___ Data for the task

PR #681, opened 2024-12-14
Allow skipping GeoJSON validation

nllong:
In some cases, the GeoJSON can contain extra information that is not problematic with the generation of the DES systems.

* allow skipping geojson validation. This should be considered an advance feature.

Code review should suffice


vtnate (approved):
kwargs and not an explicit skip_validation like you did in urbanopt_geojson?

LGTM 👍

nllong:
at some point we should fix the issue that we have two GeoJSON classes. One in the GMT and one in URBANopt-DES. I think the only logically approach is to have UO-DES use the version in GMT... so we'd have to move some functionality over to GMT. Thanks for reviewing this so quickly!

PR #1548, opened 2022-05-28
Make docs explicit about importing multiple argument files

ziemek99:
Just a minor addition to the docs, stating explicitly that you can import more than one argument file.


aandergr:
Looks good, thanks!

PR #1558, opened 2022-06-02
Handle StoryImage in StoryItem.url

fireattack:
A further fix about issue mentioned in #1238.

After @aandergr 's commit https://github.com/instaloader/instaloader/commit/c0e5d0475bff1507c930d4ceefb5d66686caee5d, a single story can be properly handled; however, the original issue still somewhat exists: higher quality image from iPhone API won't be fetched if a single Story is feeded in and then `.download_storyitem` is called, due to its type being "StoryImage" instead of "GraphStoryImage". 

This fixes it.
Thanks!


aandergr:
Thanks!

______

Task to complete: Having read the entries, repeat them all exactly.

Response area:
PR #681, opened 2024-12-14
Allow skipping GeoJSON validation

nllong:
In some cases, the GeoJSON can contain extra information that is not problematic with the generation of the DES systems.

* allow skipping geojson validation. This should be considered an advance feature.

Code review should suffice


vtnate (approved):
kwargs and not an explicit skip_validation like you did in urbanopt_geojson?

LGTM 👍

nllong:
at some point we should fix the issue that we have two GeoJSON classes. One in the GMT and one in URBANopt-DES. I think the only logically approach is to have UO-DES use the version in GMT... so we'd have to move some functionality over to GMT. Thanks for reviewing this so quickly!

PR #1548, opened 2022-05-28
Make docs explicit about importing multiple argument files

ziemek99:
Just a minor addition to the docs, stating explicitly that you can import more than one argument file.


aandergr:
Looks good, thanks!

PR #1558, opened 2022-06-02
Handle StoryImage in StoryItem.url

fireattack:
A further fix about issue mentioned in #1238.

After @aandergr 's commit https://github.com/instaloader/instaloader/commit/c0e5d0475bff1507c930d4ceefb5d66686caee5d, a single story can be properly handled; however, the original issue still somewhat exists: higher quality image from iPhone API won't be fetched if a single Story is feeded in and then `.download_storyitem` is called, due to its type being "StoryImage" instead of "GraphStoryImage". 

This fixes it.
Thanks!


aandergr:
Thanks!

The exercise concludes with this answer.